The center, which would be built on land that is now Rock Hill Park, would consist of a city hall, police station and firehouse.

The decision on Tuesday night to put the issue on the April ballot came after months of public engagement to inform residents of the need for the facilities. A citizens group called Reimagine Rock Hill was formed to canvass residents about the matter and hold two open houses to show them current facilities and drawings of a proposed municipal center.

If passed, the bond issue would add $125 a year to the taxes on a house valued at $150,000 — average for a house in Rock Hill, City Administrator Jennifer Yackley said.

Jeffrey Pound and Bridget Geise, liaisons for Reimagine Rock Hill, told officials residents’ response to the bond issue proposal was generally positive. Pound said a few people expressed concern over giving up park land to build the center and some people questioned where funds went that the city received for the sale of its city hall in 2005 to make way for the Market at McKnight redevelopment project.
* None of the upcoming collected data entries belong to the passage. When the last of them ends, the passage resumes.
Issue #2186, opened 2020-11-19
Firebase remoteConfig return no value


KevynBct:
### [REQUIRED] Step 2: Describe your environment

  * Android Studio version:  4.1.1
  * Firebase Component:  firebase-config/firebase-config-ktx
  * Component version: 20.0.1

The city is under pressure to make a decision on construction of a municipal center because the leases on the fire department’s temporary facility and the temporary city hall will expire in 2018 and are not renewable.

Alderman Edward Johnson questioned why residents won’t be allowed to weigh in on alternative plans for financing the project. “You don’t have multiple choice questions on the ballot,” Alderman Mary Wofford said. “It’s either yes or no.”

Alderwoman Sabrina Westfall said the board decided to go with the bond issue in June.

Mayor Edward Mahan said without the bond issue, the city would have to borrow money to build the municipal center. With mortgage payments and rent while the facility would be built, city services would likely have to be cut, he said.

EDITOR'S NOTE: An earlier version of this story gave an incorrect date for the city hall sale.